• [Directions] Produce a copy of every line in the records that holds the string "just".

Data items:

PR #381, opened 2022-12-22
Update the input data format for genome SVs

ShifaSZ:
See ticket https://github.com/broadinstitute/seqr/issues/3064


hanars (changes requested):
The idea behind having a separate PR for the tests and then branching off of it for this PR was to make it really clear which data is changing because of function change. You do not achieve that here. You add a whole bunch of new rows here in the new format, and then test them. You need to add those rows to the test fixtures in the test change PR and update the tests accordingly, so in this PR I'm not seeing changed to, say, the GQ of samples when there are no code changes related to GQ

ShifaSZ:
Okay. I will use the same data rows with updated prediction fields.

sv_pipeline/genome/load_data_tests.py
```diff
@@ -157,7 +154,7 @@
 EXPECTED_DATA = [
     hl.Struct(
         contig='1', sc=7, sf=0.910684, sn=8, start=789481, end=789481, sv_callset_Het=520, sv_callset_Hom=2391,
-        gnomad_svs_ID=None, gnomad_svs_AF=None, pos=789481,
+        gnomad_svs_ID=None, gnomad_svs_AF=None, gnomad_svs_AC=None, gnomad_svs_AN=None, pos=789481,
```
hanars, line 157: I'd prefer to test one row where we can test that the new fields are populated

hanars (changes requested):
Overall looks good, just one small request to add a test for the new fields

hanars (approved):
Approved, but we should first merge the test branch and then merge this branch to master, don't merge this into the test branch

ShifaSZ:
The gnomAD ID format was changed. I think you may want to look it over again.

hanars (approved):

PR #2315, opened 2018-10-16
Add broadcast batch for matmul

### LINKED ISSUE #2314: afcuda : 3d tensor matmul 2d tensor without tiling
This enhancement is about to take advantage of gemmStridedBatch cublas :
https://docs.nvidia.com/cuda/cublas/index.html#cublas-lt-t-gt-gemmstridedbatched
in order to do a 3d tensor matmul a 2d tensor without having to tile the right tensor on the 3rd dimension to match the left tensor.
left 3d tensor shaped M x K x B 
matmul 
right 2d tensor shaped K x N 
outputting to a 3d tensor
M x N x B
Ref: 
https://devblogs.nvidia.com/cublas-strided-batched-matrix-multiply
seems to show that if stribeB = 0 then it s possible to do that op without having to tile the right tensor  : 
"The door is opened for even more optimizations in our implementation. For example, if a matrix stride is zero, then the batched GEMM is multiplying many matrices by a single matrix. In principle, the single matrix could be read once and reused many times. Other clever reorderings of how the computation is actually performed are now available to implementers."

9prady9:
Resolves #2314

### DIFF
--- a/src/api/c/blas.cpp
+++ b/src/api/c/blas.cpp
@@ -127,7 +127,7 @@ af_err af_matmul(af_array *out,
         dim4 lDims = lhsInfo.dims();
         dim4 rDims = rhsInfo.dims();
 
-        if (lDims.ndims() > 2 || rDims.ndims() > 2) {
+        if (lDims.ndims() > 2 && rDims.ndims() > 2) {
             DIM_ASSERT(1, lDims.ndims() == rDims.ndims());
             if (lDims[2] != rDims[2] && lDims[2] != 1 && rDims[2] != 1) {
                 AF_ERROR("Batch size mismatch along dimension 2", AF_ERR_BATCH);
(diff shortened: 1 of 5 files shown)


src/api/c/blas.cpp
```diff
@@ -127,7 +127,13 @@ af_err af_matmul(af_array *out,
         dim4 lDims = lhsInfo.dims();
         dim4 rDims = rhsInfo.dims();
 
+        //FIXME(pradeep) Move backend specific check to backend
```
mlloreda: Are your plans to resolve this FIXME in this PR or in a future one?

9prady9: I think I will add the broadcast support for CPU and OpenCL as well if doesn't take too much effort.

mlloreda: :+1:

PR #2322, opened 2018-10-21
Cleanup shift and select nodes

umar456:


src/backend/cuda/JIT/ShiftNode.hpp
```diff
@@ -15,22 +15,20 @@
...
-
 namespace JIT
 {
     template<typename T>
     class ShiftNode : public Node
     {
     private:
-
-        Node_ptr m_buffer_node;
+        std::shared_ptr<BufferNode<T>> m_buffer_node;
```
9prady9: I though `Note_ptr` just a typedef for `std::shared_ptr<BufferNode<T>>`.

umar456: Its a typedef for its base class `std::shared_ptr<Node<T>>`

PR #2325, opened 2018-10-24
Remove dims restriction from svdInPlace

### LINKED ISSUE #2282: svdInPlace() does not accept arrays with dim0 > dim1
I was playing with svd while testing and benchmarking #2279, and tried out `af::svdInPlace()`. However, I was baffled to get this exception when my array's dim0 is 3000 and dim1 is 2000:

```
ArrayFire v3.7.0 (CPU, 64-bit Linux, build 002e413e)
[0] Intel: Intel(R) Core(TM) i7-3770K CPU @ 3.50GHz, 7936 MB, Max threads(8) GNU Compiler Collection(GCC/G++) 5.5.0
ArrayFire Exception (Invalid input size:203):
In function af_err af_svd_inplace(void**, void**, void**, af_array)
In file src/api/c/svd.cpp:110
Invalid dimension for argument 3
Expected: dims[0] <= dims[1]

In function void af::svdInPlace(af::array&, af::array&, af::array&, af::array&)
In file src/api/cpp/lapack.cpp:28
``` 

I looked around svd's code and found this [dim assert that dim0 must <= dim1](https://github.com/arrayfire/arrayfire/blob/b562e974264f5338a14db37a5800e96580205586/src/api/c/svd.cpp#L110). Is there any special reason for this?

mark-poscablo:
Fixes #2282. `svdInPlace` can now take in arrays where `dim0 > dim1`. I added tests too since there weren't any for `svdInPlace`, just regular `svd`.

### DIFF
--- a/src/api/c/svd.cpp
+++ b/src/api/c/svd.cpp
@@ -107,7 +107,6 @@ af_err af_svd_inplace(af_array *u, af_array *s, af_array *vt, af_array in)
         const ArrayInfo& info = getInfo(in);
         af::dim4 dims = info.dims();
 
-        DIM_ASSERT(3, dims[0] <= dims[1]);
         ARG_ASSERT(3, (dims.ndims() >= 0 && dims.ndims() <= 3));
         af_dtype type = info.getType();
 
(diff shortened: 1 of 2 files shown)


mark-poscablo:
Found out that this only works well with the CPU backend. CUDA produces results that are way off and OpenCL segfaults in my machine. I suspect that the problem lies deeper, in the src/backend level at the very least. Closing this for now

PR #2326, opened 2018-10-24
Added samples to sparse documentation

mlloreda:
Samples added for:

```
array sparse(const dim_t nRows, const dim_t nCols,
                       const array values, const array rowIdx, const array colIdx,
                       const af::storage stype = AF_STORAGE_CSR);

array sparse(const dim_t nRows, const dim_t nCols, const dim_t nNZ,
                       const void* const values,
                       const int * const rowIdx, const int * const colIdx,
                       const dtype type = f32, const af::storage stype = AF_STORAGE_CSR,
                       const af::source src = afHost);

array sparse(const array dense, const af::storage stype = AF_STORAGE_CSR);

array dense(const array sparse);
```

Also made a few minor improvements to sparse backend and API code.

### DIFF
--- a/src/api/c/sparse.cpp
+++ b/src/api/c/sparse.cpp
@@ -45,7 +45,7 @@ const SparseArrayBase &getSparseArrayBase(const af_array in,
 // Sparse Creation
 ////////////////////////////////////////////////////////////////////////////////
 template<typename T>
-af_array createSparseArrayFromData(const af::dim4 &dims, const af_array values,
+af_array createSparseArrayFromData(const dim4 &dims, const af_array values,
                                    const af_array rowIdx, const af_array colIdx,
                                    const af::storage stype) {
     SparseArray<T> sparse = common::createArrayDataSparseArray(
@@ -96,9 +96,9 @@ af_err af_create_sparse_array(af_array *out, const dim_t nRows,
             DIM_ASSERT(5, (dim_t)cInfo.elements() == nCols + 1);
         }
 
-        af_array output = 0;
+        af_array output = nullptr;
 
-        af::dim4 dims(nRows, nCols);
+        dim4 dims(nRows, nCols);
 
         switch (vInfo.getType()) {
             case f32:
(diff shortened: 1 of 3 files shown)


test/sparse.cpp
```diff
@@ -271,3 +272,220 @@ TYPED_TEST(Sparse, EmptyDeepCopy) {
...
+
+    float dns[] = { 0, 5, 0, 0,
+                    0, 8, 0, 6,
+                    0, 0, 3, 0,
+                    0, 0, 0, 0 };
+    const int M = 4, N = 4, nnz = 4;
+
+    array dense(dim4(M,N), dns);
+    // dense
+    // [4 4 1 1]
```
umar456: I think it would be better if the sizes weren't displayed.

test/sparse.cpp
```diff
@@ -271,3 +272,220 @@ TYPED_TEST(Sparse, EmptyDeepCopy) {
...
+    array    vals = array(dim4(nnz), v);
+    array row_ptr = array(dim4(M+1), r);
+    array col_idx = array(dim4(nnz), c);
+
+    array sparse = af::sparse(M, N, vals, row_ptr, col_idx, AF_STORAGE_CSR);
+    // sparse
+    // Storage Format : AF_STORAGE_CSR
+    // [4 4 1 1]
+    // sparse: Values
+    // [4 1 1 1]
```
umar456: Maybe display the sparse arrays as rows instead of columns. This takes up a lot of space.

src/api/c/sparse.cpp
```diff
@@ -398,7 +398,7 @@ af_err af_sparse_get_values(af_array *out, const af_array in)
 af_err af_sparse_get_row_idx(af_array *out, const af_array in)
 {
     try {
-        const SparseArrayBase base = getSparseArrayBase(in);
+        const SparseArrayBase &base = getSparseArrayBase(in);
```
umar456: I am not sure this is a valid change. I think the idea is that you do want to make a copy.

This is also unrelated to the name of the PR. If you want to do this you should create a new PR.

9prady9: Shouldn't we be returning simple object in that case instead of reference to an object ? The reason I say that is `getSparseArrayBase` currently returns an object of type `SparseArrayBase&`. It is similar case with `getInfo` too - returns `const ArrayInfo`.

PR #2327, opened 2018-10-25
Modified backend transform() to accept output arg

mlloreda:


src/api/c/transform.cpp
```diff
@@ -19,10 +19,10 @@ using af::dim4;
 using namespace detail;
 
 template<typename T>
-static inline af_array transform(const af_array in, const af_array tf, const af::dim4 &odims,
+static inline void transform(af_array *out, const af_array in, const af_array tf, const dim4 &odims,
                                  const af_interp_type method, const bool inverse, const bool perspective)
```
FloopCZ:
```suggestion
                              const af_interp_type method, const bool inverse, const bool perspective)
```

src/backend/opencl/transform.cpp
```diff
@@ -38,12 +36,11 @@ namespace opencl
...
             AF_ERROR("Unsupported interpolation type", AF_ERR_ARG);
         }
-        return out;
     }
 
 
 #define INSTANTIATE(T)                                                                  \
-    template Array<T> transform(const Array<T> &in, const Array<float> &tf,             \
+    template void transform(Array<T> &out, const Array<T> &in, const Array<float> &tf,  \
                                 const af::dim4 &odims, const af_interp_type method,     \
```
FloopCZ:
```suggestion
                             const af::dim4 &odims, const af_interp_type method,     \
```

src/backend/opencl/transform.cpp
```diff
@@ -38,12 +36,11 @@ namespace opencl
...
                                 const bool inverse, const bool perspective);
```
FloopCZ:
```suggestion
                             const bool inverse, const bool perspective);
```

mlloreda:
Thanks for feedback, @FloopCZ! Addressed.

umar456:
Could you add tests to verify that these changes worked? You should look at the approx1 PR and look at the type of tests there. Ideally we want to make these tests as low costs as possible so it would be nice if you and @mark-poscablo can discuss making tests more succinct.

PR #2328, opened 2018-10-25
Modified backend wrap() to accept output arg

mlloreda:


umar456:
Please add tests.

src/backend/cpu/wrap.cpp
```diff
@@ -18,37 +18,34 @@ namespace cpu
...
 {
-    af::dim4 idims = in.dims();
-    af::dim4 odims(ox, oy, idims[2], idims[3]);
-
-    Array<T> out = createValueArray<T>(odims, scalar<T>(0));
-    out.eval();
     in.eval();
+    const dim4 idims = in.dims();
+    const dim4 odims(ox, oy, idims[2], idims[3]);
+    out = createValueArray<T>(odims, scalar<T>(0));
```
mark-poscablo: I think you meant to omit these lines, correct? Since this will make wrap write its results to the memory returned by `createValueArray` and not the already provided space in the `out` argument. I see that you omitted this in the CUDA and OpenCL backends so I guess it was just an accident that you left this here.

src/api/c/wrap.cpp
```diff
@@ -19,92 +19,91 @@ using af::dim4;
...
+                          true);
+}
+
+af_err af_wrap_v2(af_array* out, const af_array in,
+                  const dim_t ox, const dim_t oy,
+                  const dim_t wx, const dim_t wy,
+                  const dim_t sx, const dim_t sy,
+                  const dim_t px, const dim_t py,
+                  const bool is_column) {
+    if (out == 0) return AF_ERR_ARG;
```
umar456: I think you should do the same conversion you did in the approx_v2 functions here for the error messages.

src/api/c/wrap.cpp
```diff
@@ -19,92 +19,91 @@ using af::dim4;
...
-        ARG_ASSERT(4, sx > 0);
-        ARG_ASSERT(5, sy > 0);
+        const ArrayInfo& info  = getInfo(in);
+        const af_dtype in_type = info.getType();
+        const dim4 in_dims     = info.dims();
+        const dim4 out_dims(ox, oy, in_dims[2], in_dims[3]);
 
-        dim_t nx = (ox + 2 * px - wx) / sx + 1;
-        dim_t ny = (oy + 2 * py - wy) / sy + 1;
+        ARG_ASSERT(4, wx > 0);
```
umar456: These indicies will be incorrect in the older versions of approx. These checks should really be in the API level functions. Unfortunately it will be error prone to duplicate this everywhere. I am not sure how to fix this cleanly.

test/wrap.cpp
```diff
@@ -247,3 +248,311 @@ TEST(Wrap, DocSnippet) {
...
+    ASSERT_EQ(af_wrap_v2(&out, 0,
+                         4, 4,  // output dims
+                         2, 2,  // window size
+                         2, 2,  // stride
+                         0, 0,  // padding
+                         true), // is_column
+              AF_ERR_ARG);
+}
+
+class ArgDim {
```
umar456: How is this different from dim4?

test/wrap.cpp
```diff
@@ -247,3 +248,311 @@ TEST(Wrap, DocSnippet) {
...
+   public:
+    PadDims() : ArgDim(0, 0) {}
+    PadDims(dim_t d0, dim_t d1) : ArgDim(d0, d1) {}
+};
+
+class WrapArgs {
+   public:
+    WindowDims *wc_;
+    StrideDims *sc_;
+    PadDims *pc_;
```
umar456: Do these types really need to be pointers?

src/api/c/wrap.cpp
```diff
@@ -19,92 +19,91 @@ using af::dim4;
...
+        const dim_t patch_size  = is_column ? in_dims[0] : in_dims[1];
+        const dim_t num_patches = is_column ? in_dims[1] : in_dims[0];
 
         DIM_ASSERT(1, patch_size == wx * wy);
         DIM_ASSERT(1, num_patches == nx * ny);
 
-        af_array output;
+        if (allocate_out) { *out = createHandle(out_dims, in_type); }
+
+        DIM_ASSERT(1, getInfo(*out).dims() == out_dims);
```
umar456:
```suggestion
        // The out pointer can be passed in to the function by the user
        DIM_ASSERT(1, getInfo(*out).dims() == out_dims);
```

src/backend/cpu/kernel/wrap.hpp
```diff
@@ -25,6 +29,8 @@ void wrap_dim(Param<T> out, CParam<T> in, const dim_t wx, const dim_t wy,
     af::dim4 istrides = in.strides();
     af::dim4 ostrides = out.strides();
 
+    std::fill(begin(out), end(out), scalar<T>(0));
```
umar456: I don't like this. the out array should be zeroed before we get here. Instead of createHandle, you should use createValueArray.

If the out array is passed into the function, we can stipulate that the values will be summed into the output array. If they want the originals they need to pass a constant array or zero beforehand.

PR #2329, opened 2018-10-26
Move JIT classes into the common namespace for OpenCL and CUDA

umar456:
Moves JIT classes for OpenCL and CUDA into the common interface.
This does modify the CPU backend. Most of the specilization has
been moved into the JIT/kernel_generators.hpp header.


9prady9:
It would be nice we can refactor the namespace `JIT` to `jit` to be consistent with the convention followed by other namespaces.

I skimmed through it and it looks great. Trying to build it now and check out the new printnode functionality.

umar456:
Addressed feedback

• [Output]
Overall looks good, just one small request to add a test for the new fields
9prady9: I though `Note_ptr` just a typedef for `std::shared_ptr<BufferNode<T>>`.
Fixes #2282. `svdInPlace` can now take in arrays where `dim0 > dim1`. I added tests too since there weren't any for `svdInPlace`, just regular `svd`.
mark-poscablo: I think you meant to omit these lines, correct? Since this will make wrap write its results to the memory returned by `createValueArray` and not the already provided space in the `out` argument. I see that you omitted this in the CUDA and OpenCL backends so I guess it was just an accident that you left this here.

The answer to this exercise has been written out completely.